The 'Core and Satellite' Strategy
This is where the concept of 'core running assets' comes in. Think of your investment portfolio as having two parts: a strong, stable Core and a smaller, more flexible Satellite. Your Core portfolio is the foundation of your wealth. It's built with stable, long-term assets that are designed to grow steadily over years, even decades. These are the assets you don't touch, no matter what the daily headlines scream. The Satellite portfolio is where you can take on more risk, experiment with sector-specific bets, or trade more actively. By design, any losses here won't jeopardise your fundamental financial security. The current market volatility should only ever affect your satellite, not your core.
What Belongs in Your Core Portfolio?
Your core assets should be well-diversified and aligned with your biggest life goals, like retirement, your children's education, or buying a home.

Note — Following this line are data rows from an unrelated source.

PR #7307, opened 2017-01-23
[Admin][Security] Use csrf token in update position

Arminek:
| Q               | A
| --------------- | ---
| Bug fix?        | yes |
| New feature?    | no |
| BC breaks?      | no |
| License         | MIT |

### DIFF
--- a/src/Sylius/Bundle/CoreBundle/Controller/ProductTaxonController.php
+++ b/src/Sylius/Bundle/CoreBundle/Controller/ProductTaxonController.php
@@ -29,13 +29,18 @@ class ProductTaxonController extends ResourceController
 {
     /**
      * @param Request $request
-     * @return \Symfony\Component\HttpFoundation\RedirectResponse
+     *
+     * @return Response
      */
     public function updatePositionsAction(Request $request)
     {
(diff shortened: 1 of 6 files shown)


src/Sylius/Bundle/CoreBundle/Controller/ProductTaxonController.php
```diff
@@ -29,14 +29,19 @@ class ProductTaxonController extends ResourceController
...
+     * @return Response
      */
     public function updatePositionsAction(Request $request)
     {
         $configuration = $this->requestConfigurationFactory->create($this->metadata, $request);
         $this->isGrantedOr403($configuration, ResourceActions::UPDATE);
         $productTaxons = $request->get('productTaxons');
 
+        if ($configuration->isCsrfProtectionEnabled() && !$this->isCsrfTokenValid('update-product-taxon-position', $request->request->get('_csrf_token'))) {
+            throw new HttpException(Response::HTTP_FORBIDDEN, 'Invalid csrf token.');
```
lchrusciel: We could use `throw new AccessDeniedException('Invalid csrf token.')` instead.

pjedrzejewski:
Thanks Arek!

PR #7311, opened 2017-01-23
[Admin][Taxon] Use csrf in move taxon

Arminek:
| Q               | A
| --------------- | ---
| Bug fix?        | yes |
| New feature?    | no |
| BC breaks?      | no |
| License         | MIT |


src/Sylius/Bundle/ResourceBundle/Routing/ResourceLoader.php
```diff
@@ -150,6 +150,9 @@ private function createRoute(MetadataInterface $metadata, array $configuration,
         if ($isApi && in_array($actionName, ['show', 'create', 'update'], true)) {
             $defaults['_sylius']['serialization_groups'] = ['Default', 'Detailed'];
         }
+        if ($isApi && in_array($actionName, ['create', 'update'])) {
```
pamil: Can you join it with the `if` below?

PR #7313, opened 2017-01-23
[DOC] Added string filter option.type configuration

starspire:
| Q               | A
| --------------- | ---
| Bug fix?        | no |
| New feature?    | no |
| BC breaks?      | no |
| Related tickets |  |
| License         | MIT |

I added info about string filter configuration not mentioned in a docs. I want to write my own filter without choosing matching possibilities but I saw, that this is already implemented but anything in docs about it.


pjedrzejewski:
Thanks Krzysztof, good catch! :)

PR #7320, opened 2017-01-23
Clean up & speed up core repositories

pamil:


pjedrzejewski:
Thank you Kamil! Would be cool to get some quick comparison screenshots for this kind of PRs! WDYT? ;)

pamil:
This one is more for correctness, safety and coding standards than performance, but the next ones will have it (#7325).

PR #7328, opened 2017-01-24
Doctrine caching in test_cached environment

pamil:
| Q               | A
| --------------- | ---
| Bug fix?        | no |
| New feature?    | no |
| BC breaks?      | no |
| Related tickets | - |
| License         | MIT |

Before:
screen shot 2017-01-24 at 13 57 40

After:
screen shot 2017-01-24 at 13 57 25

Result cache not even used yet! 🎉

### DIFF
--- a/app/config/config_test_cached.yml
+++ b/app/config/config_test_cached.yml
@@ -8,6 +8,14 @@ doctrine:
     orm:
         entity_managers:
             default:
+                result_cache_driver:
+                    type: memcached
+                    host: localhost
+                    port: 11211
+                query_cache_driver:
+                    type: memcached
+                    host: localhost
+                    port: 11211
                 metadata_cache_driver:
                     type: memcached
                     host: localhost


inssein:
@pamil you have any numbers against the default symfony recommendation (APC)?

```YAML
doctrine:
    orm:
        metadata_cache_driver: apc
        result_cache_driver: apc
        query_cache_driver: apc
```

pjedrzejewski:
It is ok to use it for test_cached, but for production I'd add recommended production settings to the documentation. You may want to use apc/redis/memcached, not sure if we should enforce any, only recommend. WDYT?

pamil:
@inssein I'll make a benchmark tomorrow, seems easier to setup! :)

@pjedrzejewski we might include it in Sylius' `app/config/config_prod.yml` as Sylius-Standard has its own file, so it is not enforced.

pjedrzejewski:
@pamil What's the point of it then? Contributors do not really use prod env and this can cause some confusion - why is it different from Sylius-Standard. I'd say let's remove it, agree?

pamil:
@pjedrzejewski agreed 👍

pjedrzejewski:
Great, thanks Kamil!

For most Indian investors, this includes a mix of: * **Equity Mutual Funds (SIPs):** Systematic Investment Plans in diversified large-cap or multi-cap funds are perfect core holdings. They allow you to average your costs over time (Rupee Cost Averaging) and benefit from the long-term growth of the Indian economy. * **Public Provident Fund (PPF):** As a government-backed scheme, the PPF offers tax benefits and guaranteed, albeit modest, returns. It provides a rock-solid debt foundation to your portfolio. * **National Pension System (NPS):** This is a dedicated retirement tool that invests in a mix of equity and debt, managed professionally. Its long lock-in period forces the discipline needed for a core asset. * **Gold and Real Estate:** Traditionally seen as stores of value, physical gold or a primary residence can also be considered part of the core, providing a hedge against inflation and market chaos. The key is that these are not for quick trading but for long-term security.

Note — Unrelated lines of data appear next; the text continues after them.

PR #7330, opened 2017-01-24
[API] [Documentation] Default oauth fixture

lchrusciel:
| Q               | A
| --------------- | ---
| Bug fix?        | no |
| New feature?    | no |
| BC breaks?      | no |
| Related tickets |  |
| License         | MIT |

It will make our lives easier.

TODO:
 - [x] Document current changes 
 - [x] Adjust all current api examples to use access token from fixtures 

**Edit:**
It would be worthy to split this fixtures and create a new `api` suite. But the problem is, that we are not supporting many fixtures suites. Each fixture load will purge database. Thus I will have to copy whole default one and add the lines, I have added here... Should I duplicate this fixture suite? 

Probably, if we remove ApiBundle from kernel, the default fixture suite will be broken.

### DIFF
--- a/docs/api/authorization.rst
+++ b/docs/api/authorization.rst
@@ -181,16 +181,16 @@ Default values in dev environment
 In a developer environment there are default client id, client secret and default access token provided to allow you to test our API just out-of-the-box.
 In order to access them, please use the following values:
 
-+---------------+---------------------------------------------------------------------------------------------------+
-| Parameter     | Value                                                                                             |
-+===============+===================================================================================================+
-| client_id     | demo_client                                                                                       |
-+---------------+---------------------------------------------------------------------------------------------------+
-| client_secret | secret_demo_client                                                                                |
-+---------------+---------------------------------------------------------------------------------------------------+
-| grant_type    | password                                                                                          |
-+---------------+---------------------------------------------------------------------------------------------------+
-| access_token  | SampleTokenMWExMWM0NzE1NmUyZDgyZDJiMjEzMmFlMjQ4MzgwMmE4ZTkxYzM0YjdlN2U2YzliNDIyMTk1ZDhlNDYxYWE4Ng |
-+---------------+---------------------------------------------------------------------------------------------------+
++---------------+--------------------+
+| Parameter     | Value              |
++===============+====================+
+| client_id     | demo_client        |
++---------------+--------------------+
+| client_secret | secret_demo_client |
++---------------+--------------------+
+| grant_type    | password           |
++---------------+--------------------+
+| access_token  | SampleToken        |
++---------------+--------------------+
 
 These values will be used later on to make it easier for you to check, how our API works.
--- a/docs/api/authorization.rst
+++ b/docs/api/authorization.rst
@@ -174,3 +174,23 @@ You can now use new token to send requests
         "scope": null,
         "refresh_token": "MWI4NzVkNThjZDc2Y2M1N2JiNzBmOTQ0MDFmY2U0YzVjYzllMDE1OTU5OWFiMzJiZTY5NGU4NzYyODU1N2ZjYQ"
     }
+
+Default values in dev environment
+~~~~~~~~~~~~~~~~~~~~~~~~~~~~~~~~~
+
+In a developer environment there are default client id, client secret and default access token provided to allow you to test our API just out-of-the-box.
+In order to access them, please use the following values:
+
++---------------+---------------------------------------------------------------------------------------------------+
+| Parameter     | Value                                                                                             |
++===============+===================================================================================================+
+| client_id     | demo_client                                                                                       |
++---------------+---------------------------------------------------------------------------------------------------+
+| client_secret | secret_demo_client                                                                                |
++---------------+---------------------------------------------------------------------------------------------------+
+| grant_type    | password                                                                                          |
++---------------+---------------------------------------------------------------------------------------------------+
+| access_token  | SampleTokenMWExMWM0NzE1NmUyZDgyZDJiMjEzMmFlMjQ4MzgwMmE4ZTkxYzM0YjdlN2U2YzliNDIyMTk1ZDhlNDYxYWE4Ng |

The Psychology of Staying Put
Knowing what to do is easy. The hard part is doing it when you're feeling fearful. This is where behavioural finance comes in. The pain of a potential loss feels twice as strong as the pleasure of an equivalent gain—a bias known as 'loss aversion'. When the market falls, this bias screams at you to sell and 'stop the bleeding'. At the same time, seeing others panic-sell (herd mentality) makes you feel like you should too. To fight this, automate your investments through SIPs. Don't check your portfolio every day. Instead, set a calendar reminder to review it once every six months. This disciplined, low-engagement approach is your best defence against your own emotional reactions.
Use Downturns to Your Advantage
Instead of viewing a market drop as a disaster, view it as a sale. If you have a stable income and your emergency fund is in place, a market correction is an opportunity to buy quality assets at a lower price. Every unit of your SIP now buys more of the fund than it did when the market was at its peak. This is Rupee Cost Averaging in action. Sticking to your SIPs during a downturn is one of the most powerful ways to accelerate your wealth creation over the long term. You are effectively 'buying low' without having to time the market perfectly.